Because these primitives are a little primitive, and because the Dutch names aren't very intuitive, there have been some ther larger-scale approaches developed.
Per Brinch-Hansen invented the monitor, which is basically just a data structure that has operations which are guaranteed atomic; they can be implemented with semaphores. Monitors are pretty much what Java synchronized statements are based on; they make an object or code block have that particular behavir -- that is, only one thread can be "in" them at a time -- with simpler syntax.
There are other modeals possible. Haskell and Erlang solve the problem by being functional languages that never allow a variable to be modified once it's created; this means they naturally don't need to wory about synchronization. Some new languages, like Clojure, instead have a structure called "transactional memory", which basically means that when there is an assignment, you're guaranteed the assignment is atomic and reversible.
So that's it in a nutshell. To really learn about it, the best places to look at Operating Systems texts, like, eg, Andy Tannenbaum's text.
The two most common mechanisms for thread communication are shared state and message passing.
THe most common way for threads to communicate is via some shared data structure, typically a queue. Some threads put information into the queue while others take it out. The queue must be protected by operating system facilities such as mutexes and semaphores. Interrupts have nothing to do with it.
If you're really interested in a theory of thread communications, you may want to look into formalisms like the pi Calculus.

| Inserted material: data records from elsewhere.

PR #3105, opened 2021-11-11
fixed bad shape of markers (1x4) in several cases and added tests

AleksandrPanov:
**Merge with extra**: https://github.com/opencv/opencv_extra/pull/935

Fixes https://github.com/opencv/opencv/issues/14014
Problem:

- `detectMarkers()` and `refineDetectedMarkers()` returns `OutputArrayOfArrays corners` and `rejectedCorners` with different dimensions (for similar cases).
- This problem is only relevant for vector<Mat> input.
- In this case `detectMarkers()` **always** returns `corners` and `rejectedCorners` as `vector<Mat>`, with Mat dimension **4x1**.
- In this case `refineDetectedMarkers()` works **differently**, if it finds a new marker. Then the dimension of Mats inside the `vector<Mat>` **changes** from **4x1** to **1x4**.
- The reason for the problem is that `detectMarkers()` and `refineDetectedMarkers()` create `corners` and `rejectedCorners` with different ways.
- Current tests show no errors because they use `vector<vector<Point2f> >` for  `corners` and `rejectedCorners`. Also, the current tests only check the number of refined corners (dimension and value are not checked).

In this PR `refineDetectedMarkers()` for create `OutputArrayOfArrays corners` and `rejectedCorners` uses `_copyVector2Output()`, just like `detectMarkers()`.

`opencv_extra=fix_refineDetectedMarkers_shape`

### DIFF
--- a/modules/aruco/src/aruco.cpp
+++ b/modules/aruco/src/aruco.cpp
@@ -1486,7 +1486,7 @@ void refineDetectedMarkers(InputArray _image, const Ptr<Board> &_board,
     _convertToGrey(_image, grey);
 
     // vector of final detected marker corners and ids
-    vector< Mat > finalAcceptedCorners;
+    vector<vector<Point2f> > finalAcceptedCorners;
     vector< int > finalAcceptedIds;
     // fill with the current markers
     finalAcceptedCorners.resize(_detectedCorners.total());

To communicate between threads, you'll need to use whatever mechanism is supplied by your operating system and/or runtime. Interrupts would be unusually low level, although they might be used implicitly if your threads communicate using sockets or named pipes.
A common pattern would be to implement shared state using a shared memory block, relying on an os-supplied synchronization primitive such as a mutex to spare you from busy-waiting when your read from the block. Remember that if you have threads at all, then you must have some kind of scheduler already (whether it's native from the OS or emulated in your language runtime). So this scheduler can provide synchronization objects and a "sleep" function without necessarily having to rely on hardware support.
Sockets, pipes, and shared memory work between processes too. Sometimes a runtime will give you a lighter-weight way of doing synchronization for threads within the same process. Shared memory is cheaper within a single process. And sometimes your runtime will also give you an atomic message-passing mechanism.